Assignment:
From the first line onward, reproduce the records exactly; the final line to include is the one holding "## PR Description".

Available data:
[Start of Attachment]
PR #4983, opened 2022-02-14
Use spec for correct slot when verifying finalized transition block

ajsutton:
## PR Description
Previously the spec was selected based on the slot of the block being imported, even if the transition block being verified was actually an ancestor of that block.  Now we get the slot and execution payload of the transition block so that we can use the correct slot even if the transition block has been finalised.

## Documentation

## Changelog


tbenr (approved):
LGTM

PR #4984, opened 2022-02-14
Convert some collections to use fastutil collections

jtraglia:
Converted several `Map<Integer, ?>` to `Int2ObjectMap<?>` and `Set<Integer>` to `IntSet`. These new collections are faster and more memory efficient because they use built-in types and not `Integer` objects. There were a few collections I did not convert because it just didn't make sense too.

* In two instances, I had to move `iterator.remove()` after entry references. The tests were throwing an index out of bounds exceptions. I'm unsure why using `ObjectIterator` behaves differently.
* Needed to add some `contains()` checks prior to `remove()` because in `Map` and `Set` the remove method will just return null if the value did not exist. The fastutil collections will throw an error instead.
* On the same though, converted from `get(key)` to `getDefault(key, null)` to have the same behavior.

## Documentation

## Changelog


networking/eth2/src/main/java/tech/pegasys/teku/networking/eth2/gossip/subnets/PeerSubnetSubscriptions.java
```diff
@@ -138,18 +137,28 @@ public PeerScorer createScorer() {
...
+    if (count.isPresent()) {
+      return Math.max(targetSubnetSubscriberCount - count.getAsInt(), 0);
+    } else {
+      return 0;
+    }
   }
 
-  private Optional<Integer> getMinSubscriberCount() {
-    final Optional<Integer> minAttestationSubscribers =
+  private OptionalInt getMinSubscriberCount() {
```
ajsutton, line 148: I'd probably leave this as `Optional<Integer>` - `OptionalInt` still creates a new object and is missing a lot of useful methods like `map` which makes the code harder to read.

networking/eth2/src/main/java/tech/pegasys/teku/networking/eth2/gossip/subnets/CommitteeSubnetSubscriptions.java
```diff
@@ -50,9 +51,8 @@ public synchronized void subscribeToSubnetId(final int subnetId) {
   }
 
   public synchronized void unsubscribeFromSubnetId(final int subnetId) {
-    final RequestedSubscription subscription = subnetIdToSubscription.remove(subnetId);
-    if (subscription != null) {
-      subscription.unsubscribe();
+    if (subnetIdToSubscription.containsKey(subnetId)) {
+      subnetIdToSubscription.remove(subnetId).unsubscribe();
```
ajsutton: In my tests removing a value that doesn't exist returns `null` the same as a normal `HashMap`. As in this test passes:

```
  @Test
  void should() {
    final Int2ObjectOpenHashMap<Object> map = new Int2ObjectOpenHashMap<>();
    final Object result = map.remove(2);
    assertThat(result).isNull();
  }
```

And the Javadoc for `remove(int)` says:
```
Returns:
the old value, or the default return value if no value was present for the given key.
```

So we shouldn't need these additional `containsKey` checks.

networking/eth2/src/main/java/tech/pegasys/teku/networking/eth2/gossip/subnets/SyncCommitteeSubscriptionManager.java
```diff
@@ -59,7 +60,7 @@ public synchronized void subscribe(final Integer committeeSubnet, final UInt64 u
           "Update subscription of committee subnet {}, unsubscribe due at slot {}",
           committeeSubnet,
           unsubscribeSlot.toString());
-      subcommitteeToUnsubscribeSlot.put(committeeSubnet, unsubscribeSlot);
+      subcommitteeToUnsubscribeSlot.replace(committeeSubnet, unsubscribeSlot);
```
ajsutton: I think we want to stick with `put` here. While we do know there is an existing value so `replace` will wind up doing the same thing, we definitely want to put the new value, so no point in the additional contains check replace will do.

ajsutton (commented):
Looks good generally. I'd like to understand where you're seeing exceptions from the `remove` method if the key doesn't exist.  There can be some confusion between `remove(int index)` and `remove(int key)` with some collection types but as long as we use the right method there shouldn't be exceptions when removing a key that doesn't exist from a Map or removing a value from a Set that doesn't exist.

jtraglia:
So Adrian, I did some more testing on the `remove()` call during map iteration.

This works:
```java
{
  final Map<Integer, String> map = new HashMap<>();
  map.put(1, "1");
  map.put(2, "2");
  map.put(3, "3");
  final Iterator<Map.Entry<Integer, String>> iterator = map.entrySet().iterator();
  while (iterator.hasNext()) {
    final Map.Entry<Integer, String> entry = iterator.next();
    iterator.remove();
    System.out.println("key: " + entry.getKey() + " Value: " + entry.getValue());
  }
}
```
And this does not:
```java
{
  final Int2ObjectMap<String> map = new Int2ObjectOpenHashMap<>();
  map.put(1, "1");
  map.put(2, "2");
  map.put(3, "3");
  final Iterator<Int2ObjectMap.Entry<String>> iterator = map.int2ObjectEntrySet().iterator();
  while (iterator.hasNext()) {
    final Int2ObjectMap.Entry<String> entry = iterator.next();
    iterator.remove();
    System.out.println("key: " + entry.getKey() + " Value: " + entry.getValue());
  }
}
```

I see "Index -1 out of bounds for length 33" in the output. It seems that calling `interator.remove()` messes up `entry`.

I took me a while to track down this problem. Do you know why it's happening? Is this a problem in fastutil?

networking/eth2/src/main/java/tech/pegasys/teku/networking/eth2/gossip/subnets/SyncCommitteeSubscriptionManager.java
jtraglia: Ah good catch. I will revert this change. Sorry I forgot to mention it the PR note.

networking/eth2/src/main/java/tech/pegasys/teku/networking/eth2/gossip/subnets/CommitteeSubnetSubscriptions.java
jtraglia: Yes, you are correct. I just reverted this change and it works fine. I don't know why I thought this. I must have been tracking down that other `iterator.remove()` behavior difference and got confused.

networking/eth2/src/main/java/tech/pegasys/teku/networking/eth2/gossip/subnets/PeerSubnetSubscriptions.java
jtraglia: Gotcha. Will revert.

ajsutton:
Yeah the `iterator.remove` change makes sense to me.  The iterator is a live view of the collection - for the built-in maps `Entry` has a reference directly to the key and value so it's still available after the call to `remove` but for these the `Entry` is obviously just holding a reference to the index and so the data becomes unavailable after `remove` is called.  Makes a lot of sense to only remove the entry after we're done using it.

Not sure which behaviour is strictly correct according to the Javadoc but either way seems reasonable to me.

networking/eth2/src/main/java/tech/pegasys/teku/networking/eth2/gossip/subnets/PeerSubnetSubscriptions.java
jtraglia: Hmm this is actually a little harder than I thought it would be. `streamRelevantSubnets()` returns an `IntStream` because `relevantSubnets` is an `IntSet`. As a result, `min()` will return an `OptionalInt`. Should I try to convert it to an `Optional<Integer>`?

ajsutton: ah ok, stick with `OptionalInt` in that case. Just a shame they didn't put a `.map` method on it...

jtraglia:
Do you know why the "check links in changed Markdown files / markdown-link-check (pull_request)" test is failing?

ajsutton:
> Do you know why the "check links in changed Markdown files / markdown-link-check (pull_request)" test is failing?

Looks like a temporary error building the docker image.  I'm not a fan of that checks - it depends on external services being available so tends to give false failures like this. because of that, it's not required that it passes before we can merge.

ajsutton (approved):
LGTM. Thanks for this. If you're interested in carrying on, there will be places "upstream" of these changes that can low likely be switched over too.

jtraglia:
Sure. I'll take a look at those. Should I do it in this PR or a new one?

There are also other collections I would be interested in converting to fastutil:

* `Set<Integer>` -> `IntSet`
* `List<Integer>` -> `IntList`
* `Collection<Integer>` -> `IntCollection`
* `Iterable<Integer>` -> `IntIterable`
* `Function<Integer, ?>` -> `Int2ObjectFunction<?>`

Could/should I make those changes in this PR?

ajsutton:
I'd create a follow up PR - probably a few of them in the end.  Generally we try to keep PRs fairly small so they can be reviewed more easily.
[End of Attachment]
Response below:
PR #4983, opened 2022-02-14
Use spec for correct slot when verifying finalized transition block

ajsutton:
## PR Description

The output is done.